Committee Reports

Commentary on New York Medical Aid in Dying Proposal

SUMMARY

The City Bar’s Bioethical Issues Committee, Health Law Committee, Legal Problems of the Aging Committee, Mental Health Law Committee, and Science & the Law Committee have issued a white paper providing commentary and urging further public debate in New York on the issue of “Medical Aid in Dying,” sometimes understood or referred to as “physician-assisted death,” “physician-assisted suicide” or “death with dignity.”  The paper encourages and seeks to “foster more robust debate and deliberation about proposed Medical Aid in Dying in New York and urgent public policy and public health policy issues, including foreseeable and unforeseeable risks to equitable access to care among vulnerable persons and groups, such as the elderly, the poor, racial and ethnic minorities, and the disenfranchised.” In particular, the paper voices concern about access to appropriate mental health services and qualified mental health professionals.  

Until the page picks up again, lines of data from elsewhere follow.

PR #30394, opened 2023-09-20
Update dependencies held back from dependabot

mrobinson:
The dependabot configuration contained some number of ignored versions
that date from when GitHub dependabot support was added. These versions
fall into three categories:

 - Versions that are older or the same version as the version we use.
 - Versions that are newer than the versions we use.
 - Versions for crates we no longer depend on.

This change removes all ignored versions and updates dependencies in
the second category.

---


tests/wpt/meta-legacy-layout/encoding/textdecoder-labels.any.js.ini
mukilan, line 1: Are these new passes because encoding_rs in now upgraded and has some bugfix relevant to these tests?

mukilan (approved):
Nice!

tests/wpt/meta-legacy-layout/encoding/textdecoder-labels.any.js.ini
mrobinson: I suspect that's the case here, but I'm not certain.

PR #30406, opened 2023-09-22
Media query resolution

sagudev:
We have all data needed for this already present, so it was just matter of exposing it.

You can manually test it with https://sagudev.github.io/briefcase/mediaq-resolution.html and zooming on site.

---

### DIFF
--- a/components/style/servo/media_queries.rs
+++ b/components/style/servo/media_queries.rs
@@ -12,6 +12,7 @@ use crate::media_queries::MediaType;
 use crate::properties::ComputedValues;
 use crate::values::computed::CSSPixelLength;
 use crate::values::computed::Context;
+use crate::values::computed::Resolution;
 use crate::values::specified::font::FONT_MEDIUM_PX;
 use crate::values::specified::ViewportVariant;
 use crate::values::KeyframesName;
@@ -252,9 +253,19 @@ fn eval_scan(_: &Context, _: Option<Scan>) -> bool {
     false
 }
 
+/// https://drafts.csswg.org/mediaqueries-4/#resolution
+fn eval_resolution(context: &Context) -> Resolution {
+    Resolution::from_dppx(context.device().device_pixel_ratio.0)
+}
+
+/// https://compat.spec.whatwg.org/#css-media-queries-webkit-device-pixel-ratio
+fn eval_device_pixel_ratio(context: &Context) -> f32 {
+    eval_resolution(context).dppx()
+}
+
 lazy_static! {
     /// A list with all the media features that Servo supports.
-    pub static ref MEDIA_FEATURES: [QueryFeatureDescription; 2] = [
+    pub static ref MEDIA_FEATURES: [QueryFeatureDescription; 5] = [
         feature!(
             atom!("width"),
             AllowsRanges::Yes,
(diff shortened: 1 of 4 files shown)


jdm (approved):
Nice!

components/style/servo/media_queries.rs
```diff
@@ -267,5 +278,23 @@ lazy_static! {
...
+            FeatureFlags::empty(),
+        ),
+        feature!(
+            atom!("device-pixel-ratio"),
+            AllowsRanges::Yes,
+            Evaluator::Float(eval_device_pixel_ratio),
+            FeatureFlags::WEBKIT_PREFIX,
+        ),
+        feature!(
+            atom!("-moz-device-pixel-ratio"),
```
Loirooriol, line 294: The compat spec has ` -webkit-device-pixel-ratio` and not `-moz-device-pixel-ratio`, so maybe it would be better to add the former instead? Not sure

components/style/servo/media_queries.rs
```diff
@@ -252,9 +253,19 @@ fn eval_scan(_: &Context, _: Option<Scan>) -> bool {
...
 }
 
+/// https://drafts.csswg.org/mediaqueries-4/#resolution
+fn eval_resolution(context: &Context) -> Resolution {
+    Resolution::from_dppx(context.device().device_pixel_ratio.0)
+}
+
+/// https://compat.spec.whatwg.org/#css-media-queries-webkit-device-pixel-ratio
+fn eval_device_pixel_ratio(context: &Context) -> f32 {
+    eval_resolution(context).dppx()
```
Loirooriol, line 263: Seems a bit strange to make `eval_resolution` wrap the `f32` into a `Resolution` just to immediately unwrap it. Might make more sense to swap this and make `eval_resolution` call `eval_device_pixel_ratio`:

```rs
/// https://drafts.csswg.org/mediaqueries-4/#resolution
fn eval_resolution(context: &Context) -> Resolution {
    Resolution::from_dppx(eval_device_pixel_ratio(context))
}

/// https://compat.spec.whatwg.org/#css-media-queries-webkit-device-pixel-ratio
fn eval_device_pixel_ratio(context: &Context) -> f32 {
    context.device().device_pixel_ratio.0
}
```

components/style/servo/media_queries.rs
sagudev: I copied that from mozilla: https://searchfox.org/mozilla-central/source/servo/components/style/gecko/media_features.rs#751 and webkit version is also added if I understand `WEBKIT_PREFIX` correctly (that one is also copied from mozilla).

components/style/servo/media_queries.rs
sagudev: I was thinking about this, but the way it's written now aligns better with spec:
> [-webkit-device-pixel-ratio](https://compat.spec.whatwg.org/#descdef-media--webkit-device-pixel-ratio) must be treated as an alias of the [resolution](https://drafts.csswg.org/mediaqueries-4/#descdef-media-resolution) range type [media feature](https://drafts.csswg.org/mediaqueries-4/#media-feature), with its value interpreted as a [dppx](https://drafts.csswg.org/css-values-3/#dppx) unit.

and mozilla's implemention: https://searchfox.org/mozilla-central/source/servo/components/style/gecko/media_features.rs#66

Loirooriol (approved):
OK, fine, thanks

Said-Barokah:
- - > > - **@~~@pointlessone ~~ **.

PR #30407, opened 2023-09-22
fix WebGPU runtime dependencies on linux

delan:
WebGPU on Linux relies on libvulkan.so.1, so this patch adds vulkan-loader or equivalent to:

* README.md § Runtime dependencies
* LD_LIBRARY_PATH in etc/shell.nix
* APT_PKGS in linux.py, and [wiki § Debian](https://github.com/servo/servo/wiki/Building#debian-based-distributions)
* DNF_PKGS in linux.py, and [wiki § Fedora](https://github.com/servo/servo/wiki/Building#fedora)
* XBPS_PKGS in linux.py, and [wiki § Void Linux](https://github.com/servo/servo/wiki/Building#void-linux)
* [wiki § Arch](https://github.com/servo/servo/wiki/Building#arch)
* [wiki § openSUSE](https://github.com/servo/servo/wiki/Building#opensuse)
* [wiki § Gentoo](https://github.com/servo/servo/wiki/Building#gentoo)

I’ve also updated [the wiki page](https://github.com/servo/servo/wiki/Building) to include other changes that were made in APT_PKGS + DNF_PKGS + XBPS_PKGS but not yet synced to the wiki. The syncing process is tedious to do by hand, so I’ve also added instructions to make future syncing as easy as possible. **[Click here](https://github.com/servo/servo/wiki/Building/_compare/891bfc880baa8ed16d6f982a624b1d297fc764b4...4f5f974bf1008b0136ac52d43136dd729fbdd5e9) to see my wiki changes.**

It may be worth replacing all of these with Nix someday, since Nix can run on any Linux distro.

---

### DIFF
--- a/README.md
+++ b/README.md
@@ -166,7 +166,11 @@ Run Servo with the command:
 
 * `GStreamer` >=1.16
 * `gst-plugins-bad` >=1.16
-
+* `libXcursor`
+* `libXrandr`
+* `libXi`
+* `libxkbcommon`
+* `vulkan-loader`
 
 ## Developing
 
--- a/etc/shell.nix
+++ b/etc/shell.nix
@@ -44,8 +44,15 @@ clangStdenv.mkDerivation rec {
   # Enable colored cargo and rustc output
   TERMINFO = "${ncurses.out}/share/terminfo";
 
-  # Fix missing libraries errors (those libraries aren't linked against, so we need to dynamically supply them)
-  LD_LIBRARY_PATH = lib.makeLibraryPath [ xorg.libXcursor xorg.libXrandr xorg.libXi libxkbcommon ];
+  # Provide libraries that aren’t linked against but somehow required
+  LD_LIBRARY_PATH = lib.makeLibraryPath [
+    # Fixes missing library errors
+    xorg.libXcursor xorg.libXrandr xorg.libXi libxkbcommon
+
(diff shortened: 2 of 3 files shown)


mukilan (approved):
Nice! Specifying instructions for updating the wiki inline with the code is a great idea!

sagudev:
I remember when I was working on https://github.com/servo/servo/pull/29795 I didn't want to add this to bootstrap, as webgpu support is optional, but it does make sense to have it in for more seamless experience. I am just not 100% for ubuntu packages, given that I needed to add [this line to CI](https://github.com/servo/servo/commit/71e0372ac18709da66e581cf4a777a7cc5d4cb92#diff-9690642e8f4bd356a155cf09f0c12642697f30f033dc38bc5a7f078154ae38e8R58) in wgpu bump. Did you test ubuntu packages with CI?

delan:
I’ve only tested NixOS, but I guess it depends on whether anyone would need to install those manually outside of CI. Does Ubuntu desktop install them by default?

sagudev:
> I’ve only tested NixOS, but I guess it depends on whether anyone would need to install those manually outside of CI, unless we wanna add them just to be safe. Does Ubuntu desktop install them by default?

Idk, but I do know I have to install something on my machine, but I do not recall what.

PR #30415, opened 2023-09-22
Dedupe ron and base64

fabricedesre:
`webdriver` was the last dependency preventing the base64 upgrade. The 0.49 version has a few new apis that we don't implement yet.

For `ron`, upstream WebRender already switched so this is future proof.

---

- [X] These changes do not require tests because they simply update dependencies.

### DIFF
--- a/components/webdriver_server/capabilities.rs
+++ b/components/webdriver_server/capabilities.rs
@@ -81,6 +81,41 @@ impl BrowserCapabilities for ServoCapabilities {
     ) -> Result<bool, WebDriverError> {
         todo!()
     }
+
+    fn webauthn_virtual_authenticators(
+        &mut self,
+        _: &serde_json::Map<std::string::String, Value>,
+    ) -> Result<bool, WebDriverError> {
+        todo!()
+    }
+
+    fn webauthn_extension_uvm(
+        &mut self,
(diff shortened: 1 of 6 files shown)


components/webdriver_server/capabilities.rs
```diff
@@ -81,6 +81,41 @@ impl BrowserCapabilities for ServoCapabilities {
...
+        _: &serde_json::Map<std::string::String, Value>,
+    ) -> Result<bool, WebDriverError> {
+        todo!()
+    }
+
+    fn webauthn_extension_prf(
+        &mut self,
+        _: &serde_json::Map<std::string::String, Value>,
+    ) -> Result<bool, WebDriverError> {
+        todo!()
```
mrobinson, line 103: Won't this todo cause any test using these functions to panic?

mrobinson (approved):

components/webdriver_server/capabilities.rs
fabricedesre: We already have `fn web_socket_url()` that has a similar implementation and that doesn't seem to be causing issues so far. So I guess they are not exercised by current tests and we'll have to mark them as failing if that happens.

PR #30420, opened 2023-09-25
GStreamer default media backend

sagudev:
Try run: https://github.com/sagudev/servo/actions/runs/6289052004

---

### DIFF
--- a/python/servo/command_base.py
+++ b/python/servo/command_base.py
@@ -52,6 +52,18 @@ class BuildType(Enum):
     RELEASE = 2
 
 
+class MediaStack(Enum):
+    """ Media stack """
+    DUMMY = 1
+    GSTREAMER = 2
+
+    def is_dummy(self) -> bool:
+        return self == MediaStack.DUMMY
+
+    def is_gstreamer(self) -> bool:
+        return self == MediaStack.GSTREAMER
+
+
 @contextlib.contextmanager
 def cd(new_path):
     """Context manager for changing the current working directory"""
@@ -211,6 +223,7 @@ class CommandBase(object):
     def __init__(self, context):
         self.context = context
         self.features = []
+        self.media_stack: Optional[MediaStack] = None
         self.cross_compile_target = None
         self.is_android_build = False
         self.target_path = util.get_target_dir()
@@ -833,9 +846,10 @@ class CommandBase(object):
            platform and the value of the '--media-stack' command-line argument.
            The chosen media stack is written into the `features` instance variable."""
         if not media_stack:
+            if self.media_stack is not None:
+                return  # already configured
             if self.config["build"]["media-stack"] != "auto":
-                media_stack = self.config["build"]["media-stack"]
-                assert media_stack
+                media_stack = self.config["build"]["media-stack"].lower()
             elif (
                 not self.cross_compile_target
                 or ("armv7" in self.cross_compile_target and self.is_android_build)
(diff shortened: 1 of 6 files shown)


python/servo/command_base.py
```diff
@@ -844,8 +858,15 @@ def configure_media_stack(self, media_stack: Optional[str]):
...
-            self.features += ["media-" + media_stack]
+
+        assert media_stack
+        media_stack = media_stack.lower()
+        if media_stack == "gstreamer":
+            self.media_stack = MediaStack.GSTREAMER
+        elif media_stack == "dummy":
+            self.media_stack = MediaStack.DUMMY
+        else:
+            raise RuntimeError(f"Wrong media stack {media_stack}")
```
mrobinson, line 869: Just a small nit here to make this error a bit more comprehensible:

```suggestion
            raise RuntimeError(f"Got unknown media stack {media_stack}")
```

I would also move this up to the parsing of the configuration value so that we avoid converting the serialized configuration values to a string first. Essentially:

```python
    if self.config["build"]["media-stack"] != "auto":
        ...convert from string...
    elif (
                not self.cross_compile_target
                or ("armv7" in self.cross_compile_target and self.is_android_build)
                or "x86_64" in self.cross_compile_target
            ):
                media_stack = MediaStack.GSTREAMER
            else:
                media_stack = MediaStack.DUMMY
```

python/servo/command_base.py
```diff
@@ -833,9 +846,10 @@ def configure_media_stack(self, media_stack: Optional[str]):
            platform and the value of the '--media-stack' command-line argument.
            The chosen media stack is written into the `features` instance variable."""
         if not media_stack:
+            if self.media_stack is not None:
+                return  # already configured
```
mrobinson, line 850:
```suggestion
                return  # In this case, the value is already configured.
```

mrobinson (changes requested):
Great work. I really like the use of an enum to store the configuration value. Just a couple changes requested. We should also run this by the community to make sure the change is acceptable to everyone.

python/servo/command_base.py
```diff
@@ -858,6 +879,7 @@ def run_cargo_build_like_command(
         env = env or self.build_env()
 
         args = []
+        port = None
```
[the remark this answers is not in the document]
sagudev: This is from experimenting.

python/servo/command_base.py
sagudev: I extracted this into static method, so it should be nicer now.

python/servo/command_base.py
```diff
@@ -888,6 +912,10 @@ def run_cargo_build_like_command(
                 features.append("webgl-backtrace")
             if self.config["build"]["dom-backtrace"]:
                 features.append("dom-backtrace")
+
+            if self.media_stack.is_dummy() and "--no-default-features" not in cargo_args:
+                args += ["--no-default-features"]
```
mrobinson, line 917: Hrm. There is an issue here and it's that using the dummy media stack disables the "max_log_level", "native-bluetooth", and "webdriver" features. Perhaps we should make these features non-configurable? I'm not sure what the right thing to do here is.

sagudev: Ah, that's why I wanted ports so I could detect which features to enable. Webdriver should probably be hidden behind pref.

We could also move gstreamer enabling into cargo per target, then mach would only need to handle cross and forced dummy cases.
inspiration: https://stackoverflow.com/questions/57972355/enable-a-cargo-feature-by-default-when-the-target-arch-is-wasm

theguy000:
so... update?

mrobinson:
I think @mukilan is now working on this issue and can hopefully revive this change using Cargo featuresets. Sorry for letting it sit so long, but hopefully there will be movement soon.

The paper presents some of the ethical arguments surrounding end-of-life care, and particularly the evolution in thinking regarding the right to refuse treatment. The paper identifies several points of consideration specific to the 2017 Medical Aid in Dying Act (A.2383/S.3151), including gaps with respect to the bill’s beneficiaries (i.e., no residency requirements or safeguards for institutionalized persons), and a lack of specificity with regard to financing, delivery systems, and qualifications for mental health professionals and English-language interpreters. The committees also urge funding for research on the experiences of terminally ill patients and their views and attitudes toward Medical Aid in Dying.

Observing the many issues surrounding Medical Aid in Dying, the paper concludes with a call “for more robust debate on important matters of public policy including issues of equity and adequacy of health systems, as well as funding for well-designed research studies.”